• ACTIVITY
Set down a word-for-word copy of the data below, limited to the lines from the first through the line with "### What happened / root cause".

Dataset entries
---*---
Issue #2004, opened 2026-08-21
panel widget writes blocked by object_info starvation; uncollapse rejects stored zero height


artokun:
### What happened / root cause
On a live healthy graph, panel_set_widget for an installed backend node refused because both object_info routes exhausted their shared time budget. Earlier attempts in the same turn appeared to proceed but the values remained defaults when re-read and in the saved workflow. panel_save_workflow then timed out once, although the file later contained the wiring/title edits. A separate panel_edit_node call attempting collapsed:false failed because the collapsed node reported size [228,0]; passing an explicit positive size worked.

### Steps to reproduce
1. On a large custom-node install, add/use OpenAICompatibleLLM.
2. Call panel_set_widget on system_prompt/user_prompt.
3. Re-read the node: values remain defaults, or the call refuses after api.getNodeDefs 10s + GET /object_info 5s timeouts.
4. Save: one save can time out without acknowledgement.
5. Collapse a node, then call panel_edit_node(collapsed:false) without size; it can reject the node's own stored height 0.

### Exact error (scrubbed)
Cannot set widget ... no usable /object_info schema was obtained. api.getNodeDefs() did not answer within 10000ms; GET /object_info did not answer within 5000ms.
workflow_save did not finish within 13s ... modified:true persisted:true.
panel_edit_node: size must be two positive numbers within a reasonable canvas range.

### Fix
Applied locally: no. Upstream-only: yes.
Workaround verified: drive the string widget through a STRING link, and uncollapse while passing an explicit positive size.
Precise change needed: cache and reuse a whole known-good object_info schema for installed types when live refresh times out; make mutation outcomes explicit rather than appearing to land and later reverting. When uncollapsing, restore the pre-collapse size before validating dimensions. For save timeout, return an outcome-unknown retry token or complete/acknowledge the already-started save.

### Environment
Windows 11; ComfyUI 0.33.0; frontend 1.49.6; RTX 4090 22.5GB; comfyui-mcp 0.52.45; panel 0.15.20.

artokun:
Claimed by grok-swarm 2026-08-21T22:11Z — driving this in worktree `wt-2004` (branch `fix/2004-object-info-starvation`). I will post the PR here. If this comment is older than 8h with no PR, treat as abandoned and take it.

artokun:
PR: https://github.com/artokun/comfyui-mcp/pull/2027 (worktree C:/Users/Artokun/code/comfyui-mcp/.worktrees/wt-2004).

PR #2028, opened 2026-08-21
fix(2007): schema-guarded panel edits retry a timed-out object_info instead of staying blocked

### LINKED ISSUE #2007: panel mutations blocked by fixed /object_info timeouts on healthy large install
Live graph reads work and backend health is good, but panel_add_node and panel_set_widget cannot obtain a usable /object_info within their fixed route budgets. panel_refresh_nodes also returns object_info_fetch_failed. This leaves the canvas readable but blocks all schema-guarded edits.

### Steps to reproduce
1. Open a healthy 19-node workflow with many installed custom nodes.
2. panel_graph_outline succeeds with backend_socket=up and mutations_ready=true.
3. Call panel_add_node for core LoadImage.
4. Call panel_refresh_nodes, then panel_set_widget on an existing node.
5. All fail because /object_info does not answer within 10s/5s shares, despite /system_stats and rendering working.

### Exact error (scrubbed)
cannot verify node type "LoadImage" against the ComfyUI backend; object_info unavailable.
panel_refresh_nodes: refreshed=false, reason=object_info_fetch_failed.
panel_set_widget: api.getNodeDefs() exceeded 10000ms share; GET /object_info exceeded 5000ms share; no whole schema observed.

### Fix
Precise change needed: cache the last successful whole /object_info per backend connection and/or allow the schema fetch budget to scale for large custom-node installs; panel_graph_outline should not report mutations_ready=true when schema-guarded mutations are guaranteed to fail. A background schema warm-up with explicit readiness state would avoid blocking core-node additions.

### Environment
Windows 11; ComfyUI 0.33.0; frontend 1.49.6; Python 3.13.12; PyTorch 2.13.0+cu130; RTX 4090 22.5 GB; comfyui-mcp 0.52.45; panel 0.15.20.

artokun:
The 5s/10s `/object_info` shares live in the panel. This process cannot enlarge them, but it can stop treating a timed-out schema fetch on a healthy backend as a dead end.

**What the reporter hit**

`panel_graph_outline` returned `backend_socket=up` and `mutations_ready=true`. `panel_add_node("LoadImage")`, `panel_set_widget`, and `panel_refresh_nodes` then all failed because the panel did not obtain a whole `/object_info` inside its fixed 10s `getNodeDefs` / 5s GET shares. Graph reads still worked.

Calling `panel_refresh_nodes` as the recovery made the next widget write worse: that command clears the last-known schema at the start of the run.

**What this PR changes**

- `panel_add_node` / `panel_set_widget`: on a schema-budget refusal (the guard threw *before* creating or writing), retry once. Do **not** dispatch `refresh_nodes`. Frontend-only types stay on the #2000 note.
- `panel_graph_outline`: once a schema-budget miss has been observed on this tab, do not keep advertising `mutations_ready: true`. Socket-up is not schema-ready.
- `panel_refresh_nodes`: `refreshed:false, reason:object_info_fetch_failed` now says the backend is not down and that this command dropped the last-known schema.

Fixes #2007

### DIFF
--- a/src/__tests__/orchestrator/object-info-budget-mutations.test.ts
+++ b/src/__tests__/orchestrator/object-info-budget-mutations.test.ts
@@ -366,6 +366,29 @@ describe("panel_graph_outline does not keep advertising mutations_ready after a 
     expect(parseJson(await outline.handler({} as never, ctx)).mutations_ready).toBe(true);
   });
 
+  it("a frontend-only add does not prove backend schema readiness", async () => {
+    const { b } = bridge(async (cmd) => {
+      if (cmd.cmd === "graph_outline") return outlineOk;
+      if (cmd.cmd === "graph_add_node" && cmd.class_type === "LoadImage") {
+        throw new Error(ADD_UNAVAILABLE);
+      }
+      if (cmd.cmd === "graph_add_node" && cmd.class_type === "MarkdownNote") {
+        return { ok: true, node_id: 30, type: "MarkdownNote" };
+      }
+      return { ok: true };
+    });
+    const ctx = makePanelToolCtx(b, TAB, new WorkflowTargetStore());
+    const defs = buildPanelToolDefs();
+    const add = defs.find((d) => d.name === "panel_add_node");
+    const outline = defs.find((d) => d.name === "panel_graph_outline");
+    if (!add || !outline) throw new Error("tools missing");
+
+    await add.handler({ class_type: "LoadImage" } as never, ctx);
+    await add.handler({ class_type: "MarkdownNote" } as never, ctx);
+
+    expect(parseJson(await outline.handler({} as never, ctx)).mutations_ready).toBe(false);
+  });
+
   it("keys readiness to the live tab, not a stable scope route", async () => {
     const scope = "orchestrator::test";
     let liveTab = "panel-a";
--- a/src/__tests__/orchestrator/object-info-budget-mutations.test.ts
+++ b/src/__tests__/orchestrator/object-info-budget-mutations.test.ts
@@ -1,0 +1,308 @@
+// #2007 — panel mutations blocked by fixed /object_info timeouts on a healthy
+// large install.
+//
+// Reported: panel_graph_outline succeeds with backend_socket=up and
+// mutations_ready=true, then panel_add_node("LoadImage"), panel_refresh_nodes,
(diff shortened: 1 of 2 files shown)


artokun:
Recovery update: the stale PR was rebased onto current main/release head b4e9b83d and force-pushed to exact head 40664b1. I preserved the merged #2004 starvation behavior by narrowing that matcher to its explicit two-route wording; the newer #2007 per-route share timeout now retries schema-guarded add/widget mutations exactly once and keeps mutations_ready honest. Focused tests pass 23/23 across object-info-budget-mutations and object-info-starvation; npm run build, npm run lint, and git diff --check pass. The full Vitest run was not used as a gate because this repository emits an extremely large fixture log and the run was interrupted before a terminal result. Please obtain an independent adversarial review before merge.

artokun:
Independent Codex gate: NO-SHIP. Findings: (1) panel-tools.ts:15098 clears schema-blocked state for any non-error refresh reply, including register_failed/app_unavailable; (2) panel-tools.ts:14165 returns before recording known starvation refusal for panel_set_widget; (3) panel-tools.ts:4417 keys readiness by stable ctx.tabId instead of current connection, allowing a reassigned healthy tab to remain falsely blocked. Focused gate execution also hit spawn EPERM. I’m recovering wt-2007 and will address all three before re-gating.

artokun:
Recovery update: fixed all three independent-gate P1s in f073af5. Schema readiness now follows the live tab connection/incarnation (including scoped sessions), panel_set_widget records starvation refusals before returning, and panel_refresh_nodes clears readiness only after an authoritative refreshed:true reply. Added regressions; focused object-info suites 26/26, full panel-tools 369/369, build, and lint pass. Fresh CI and a new independent gate are pending.

artokun:
Recovery update: the second re-gate found one remaining false-success path: a frontend-only MarkdownNote add can succeed without /object_info and must not clear a backend schema refusal. Fixed in 5e24e20 by limiting readiness clearing/blocking to schema-guarded adds, with the LoadImage-refusal then MarkdownNote-success regression. Focused suites 27/27, build, and lint pass. Fresh CI and re-gate are pending.

artokun:
Independent Codex gate r3: SHIP (no P0/P1 correctness or safety defect found). Fresh CI run is fully green: Ubuntu, Windows, macOS, and pack/install smoke all pass at 5e24e20. This lane is cleared for merge.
---*---
• RESPONSE TO THE TASK
Issue #2004, opened 2026-08-21
panel widget writes blocked by object_info starvation; uncollapse rejects stored zero height


artokun:
### What happened / root cause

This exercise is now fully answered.